## Activity
Please filter the listing for the string "MailtoLink" and copy each matching line.

## Data in this exercise
*** Block opens ***
PR #407, opened 2019-04-01
Add rel="noopener" for new window Hyperlinks

### LINKED ISSUE #401: Help avoid reverse tabnabbing in Hyperlink
https://www.owasp.org/index.php/Reverse_Tabnabbing

Basically, with links that are target=_blank, we are open to a certain kind of phishing attack. The recommended solution for this is rel=noopener [1].

It would be kind of Hyperlink to add that automatically (either always, or only when using an _blank target).

[1] https://mathiasbynens.github.io/rel-noopener/

abutterworth:
Fixes #401

### DIFF
--- a/.storybook/__snapshots__/Storyshots.test.js.snap
+++ b/.storybook/__snapshots__/Storyshots.test.js.snap
@@ -1258,6 +1258,7 @@ exports[`Storyshots HyperLink with blank target 1`] = `
 <a
   href="https://www.edx.org"
   onClick={[Function]}
+  rel="noopener noreferrer"
   target="_blank"
 >
   edX.org
@@ -1296,6 +1297,7 @@ exports[`Storyshots HyperLink with onClick 1`] = `
 <a
   href="https://www.edx.org"
   onClick={[Function]}
+  rel="noopener noreferrer"
   target="_blank"
 >
   edX.org
@@ -3127,6 +3129,7 @@ exports[`Storyshots MailtoLink with blank target 1`] = `
 <a
   href="mailto:edx@example.com"
   onClick={null}
+  rel="noopener noreferrer"
   target="_blank"
 >
   edx@example.com
@@ -3166,6 +3169,7 @@ exports[`Storyshots MailtoLink with onClick 1`] = `
 <a
   href="mailto:edx@example.com"
   onClick={[Function]}
+  rel="noopener noreferrer"
   target="_blank"
 >
   edx@example.com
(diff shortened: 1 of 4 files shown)


abutterworth:
Only adding noopener makes sense to me. Also maybe it should only set `rel` if none is supplied?

```
if (target === '_blank') {
    // Add this rel attribute to prevent Reverse Tabnabbing
    other.rel = other.rel || 'noopener';
```

mikix:
I like `other.rel || 'noopener';` but lets be real - no one wants `opener` and people might accidentally not realize they should add it. Maybe `other.rel + " noopener"`?

abutterworth:
I guess I was thinking that if you specify `rel` you're taking responsibility into your own hands. Should we allow full control, or force the addition of noopener (taking the attitude that if you wanted explicitly to have an opener then you wouldn't use this component)?

mikix:
I hear ya - but I guess I'm coming at this from a "the spec is broken by even allowing this stupid phishing attack in the first place".

Talk to me about the use case of a Hyperlink user that doesn't want `noopener`. And also our institutional tolerance for allowing that person to take user security into their own hands.

abutterworth:
Correct me if I'm wrong, but reverse tabnabbing is only an issue when it opens cross domain (and to a malicious site). An opener in a window is a potentially useful tool though not one I imagine we will take advantage of. A use case (maybe this is too far out there to bother discussing deeply):

I want to make an in-course tool (maybe a timer, formula sheet, calculator) that I want to open in a new window so the user can manage the course and the tool as separate windows. Maybe the tool needs to be able to manipulate or notify the host page of something. They'd both be hosted on our domain (therefore safe).  

I think I'm with you on just forcing it. If you need reference to `window.opener` you're pretty in the weeds and are doing it _on purpose_.

mikix:
You're right that tabnabbing is only a problem cross-domain (unless the attacker is running JS on one of your pages, in which case you already have problems). But that _is_ a pretty common thing we do, e.g. in our forums.

Though, I'm guessing we don't convert <a> links there into <Hyperlinks> by any chance?

mikix:
Although even trusted external sites become a problem on an untrusted network for non-https links...

abutterworth:
I don't think the forums are written in React so no worries there. I've updated to force the presence of noopener. It's safer and if someone wants to go off the rails, they can write their own anchor tag.

abutterworth:
I've updated the readme. Thanks for the feedback @mikix!

PR #408, opened 2019-04-01
Add Reactstrap (WIP)

### LINKED ISSUE #234: Should we add Layout components?
See [reactstrap's Layout components](https://reactstrap.github.io/components/layout/). This would allow us to write:

```jsx
<Container>
  <Row>
    <Col>.col</Col>
  </Row>
</Container>
```

Instead of:

```jsx
<div className="container">
  <div className="row">
    <div className="col">.col</div>
  </div>
</div>
```

abutterworth:
- Adds Layout components. Fixes #234.


abutterworth:
Decided not to add Reactstrap in Paragon. We'll follow up with an ADR.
*** Block closes ***
## Your solution
@@ -3127,6 +3129,7 @@ exports[`Storyshots MailtoLink with blank target 1`] = `
@@ -3166,6 +3169,7 @@ exports[`Storyshots MailtoLink with onClick 1`] = `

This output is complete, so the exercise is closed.